YOUR OBJECTIVE:
Transcribe each record below word for word.

(INPUT Opens)

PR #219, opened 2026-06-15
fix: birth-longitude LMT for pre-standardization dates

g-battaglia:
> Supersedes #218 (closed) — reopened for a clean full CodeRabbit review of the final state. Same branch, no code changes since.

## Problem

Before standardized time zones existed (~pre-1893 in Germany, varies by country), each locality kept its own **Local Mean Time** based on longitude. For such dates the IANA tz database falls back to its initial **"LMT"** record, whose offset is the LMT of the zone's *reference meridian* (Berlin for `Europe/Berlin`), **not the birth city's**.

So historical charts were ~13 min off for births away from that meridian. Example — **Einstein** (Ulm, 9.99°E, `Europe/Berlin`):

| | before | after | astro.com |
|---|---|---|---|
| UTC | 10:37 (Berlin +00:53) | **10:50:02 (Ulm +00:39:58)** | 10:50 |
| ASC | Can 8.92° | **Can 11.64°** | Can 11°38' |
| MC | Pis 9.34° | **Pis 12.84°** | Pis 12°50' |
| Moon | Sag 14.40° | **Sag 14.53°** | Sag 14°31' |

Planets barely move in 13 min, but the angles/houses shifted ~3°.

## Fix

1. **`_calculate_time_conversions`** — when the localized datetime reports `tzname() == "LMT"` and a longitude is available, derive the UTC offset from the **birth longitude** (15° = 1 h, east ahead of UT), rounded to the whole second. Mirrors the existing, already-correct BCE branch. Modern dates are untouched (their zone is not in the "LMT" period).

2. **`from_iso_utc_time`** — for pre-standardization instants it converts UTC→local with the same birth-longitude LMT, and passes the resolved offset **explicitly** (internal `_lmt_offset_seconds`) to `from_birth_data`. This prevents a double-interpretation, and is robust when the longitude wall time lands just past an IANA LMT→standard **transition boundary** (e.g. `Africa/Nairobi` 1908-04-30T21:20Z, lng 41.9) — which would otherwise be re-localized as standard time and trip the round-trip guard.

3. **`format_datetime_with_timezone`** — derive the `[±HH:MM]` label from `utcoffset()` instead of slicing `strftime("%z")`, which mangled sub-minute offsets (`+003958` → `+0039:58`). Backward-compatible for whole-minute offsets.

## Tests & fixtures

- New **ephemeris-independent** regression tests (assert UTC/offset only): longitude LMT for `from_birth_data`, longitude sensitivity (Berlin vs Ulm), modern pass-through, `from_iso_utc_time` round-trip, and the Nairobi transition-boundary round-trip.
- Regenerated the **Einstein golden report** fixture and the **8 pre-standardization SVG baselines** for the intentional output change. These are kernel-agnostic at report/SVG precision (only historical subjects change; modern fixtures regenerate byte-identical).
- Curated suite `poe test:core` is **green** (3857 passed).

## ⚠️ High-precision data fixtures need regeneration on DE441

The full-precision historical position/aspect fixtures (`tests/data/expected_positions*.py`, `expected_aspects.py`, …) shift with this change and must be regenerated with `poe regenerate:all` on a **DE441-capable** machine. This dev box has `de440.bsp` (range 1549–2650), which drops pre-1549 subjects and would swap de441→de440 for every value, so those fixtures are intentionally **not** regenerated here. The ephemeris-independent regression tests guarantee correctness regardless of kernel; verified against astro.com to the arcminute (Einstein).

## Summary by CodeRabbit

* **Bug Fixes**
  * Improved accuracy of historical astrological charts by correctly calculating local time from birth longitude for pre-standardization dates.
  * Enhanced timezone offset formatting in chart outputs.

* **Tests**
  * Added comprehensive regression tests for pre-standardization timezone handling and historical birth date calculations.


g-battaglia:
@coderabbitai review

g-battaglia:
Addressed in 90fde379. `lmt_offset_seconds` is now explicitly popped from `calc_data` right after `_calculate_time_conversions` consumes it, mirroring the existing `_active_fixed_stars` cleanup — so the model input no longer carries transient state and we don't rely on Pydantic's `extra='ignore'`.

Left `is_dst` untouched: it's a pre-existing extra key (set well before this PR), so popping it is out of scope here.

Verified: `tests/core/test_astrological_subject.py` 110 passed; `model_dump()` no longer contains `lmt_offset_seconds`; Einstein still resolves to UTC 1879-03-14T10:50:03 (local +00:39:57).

(INPUT Closes)

REPLY TO THE EXERCISE:
PR #219, opened 2026-06-15
fix: birth-longitude LMT for pre-standardization dates

g-battaglia:
> Supersedes #218 (closed) — reopened for a clean full CodeRabbit review of the final state. Same branch, no code changes since.

## Problem

Before standardized time zones existed (~pre-1893 in Germany, varies by country), each locality kept its own **Local Mean Time** based on longitude. For such dates the IANA tz database falls back to its initial **"LMT"** record, whose offset is the LMT of the zone's *reference meridian* (Berlin for `Europe/Berlin`), **not the birth city's**.

So historical charts were ~13 min off for births away from that meridian. Example — **Einstein** (Ulm, 9.99°E, `Europe/Berlin`):

| | before | after | astro.com |
|---|---|---|---|
| UTC | 10:37 (Berlin +00:53) | **10:50:02 (Ulm +00:39:58)** | 10:50 |
| ASC | Can 8.92° | **Can 11.64°** | Can 11°38' |
| MC | Pis 9.34° | **Pis 12.84°** | Pis 12°50' |
| Moon | Sag 14.40° | **Sag 14.53°** | Sag 14°31' |

Planets barely move in 13 min, but the angles/houses shifted ~3°.

## Fix

1. **`_calculate_time_conversions`** — when the localized datetime reports `tzname() == "LMT"` and a longitude is available, derive the UTC offset from the **birth longitude** (15° = 1 h, east ahead of UT), rounded to the whole second. Mirrors the existing, already-correct BCE branch. Modern dates are untouched (their zone is not in the "LMT" period).

2. **`from_iso_utc_time`** — for pre-standardization instants it converts UTC→local with the same birth-longitude LMT, and passes the resolved offset **explicitly** (internal `_lmt_offset_seconds`) to `from_birth_data`. This prevents a double-interpretation, and is robust when the longitude wall time lands just past an IANA LMT→standard **transition boundary** (e.g. `Africa/Nairobi` 1908-04-30T21:20Z, lng 41.9) — which would otherwise be re-localized as standard time and trip the round-trip guard.

3. **`format_datetime_with_timezone`** — derive the `[±HH:MM]` label from `utcoffset()` instead of slicing `strftime("%z")`, which mangled sub-minute offsets (`+003958` → `+0039:58`). Backward-compatible for whole-minute offsets.

## Tests & fixtures

- New **ephemeris-independent** regression tests (assert UTC/offset only): longitude LMT for `from_birth_data`, longitude sensitivity (Berlin vs Ulm), modern pass-through, `from_iso_utc_time` round-trip, and the Nairobi transition-boundary round-trip.
- Regenerated the **Einstein golden report** fixture and the **8 pre-standardization SVG baselines** for the intentional output change. These are kernel-agnostic at report/SVG precision (only historical subjects change; modern fixtures regenerate byte-identical).
- Curated suite `poe test:core` is **green** (3857 passed).

## ⚠️ High-precision data fixtures need regeneration on DE441

The full-precision historical position/aspect fixtures (`tests/data/expected_positions*.py`, `expected_aspects.py`, …) shift with this change and must be regenerated with `poe regenerate:all` on a **DE441-capable** machine. This dev box has `de440.bsp` (range 1549–2650), which drops pre-1549 subjects and would swap de441→de440 for every value, so those fixtures are intentionally **not** regenerated here. The ephemeris-independent regression tests guarantee correctness regardless of kernel; verified against astro.com to the arcminute (Einstein).

## Summary by CodeRabbit

* **Bug Fixes**
  * Improved accuracy of historical astrological charts by correctly calculating local time from birth longitude for pre-standardization dates.
  * Enhanced timezone offset formatting in chart outputs.

* **Tests**
  * Added comprehensive regression tests for pre-standardization timezone handling and historical birth date calculations.


g-battaglia:
@coderabbitai review

g-battaglia:
Addressed in 90fde379. `lmt_offset_seconds` is now explicitly popped from `calc_data` right after `_calculate_time_conversions` consumes it, mirroring the existing `_active_fixed_stars` cleanup — so the model input no longer carries transient state and we don't rely on Pydantic's `extra='ignore'`.

Left `is_dst` untouched: it's a pre-existing extra key (set well before this PR), so popping it is out of scope here.

Verified: `tests/core/test_astrological_subject.py` 110 passed; `model_dump()` no longer contains `lmt_offset_seconds`; Einstein still resolves to UTC 1879-03-14T10:50:03 (local +00:39:57).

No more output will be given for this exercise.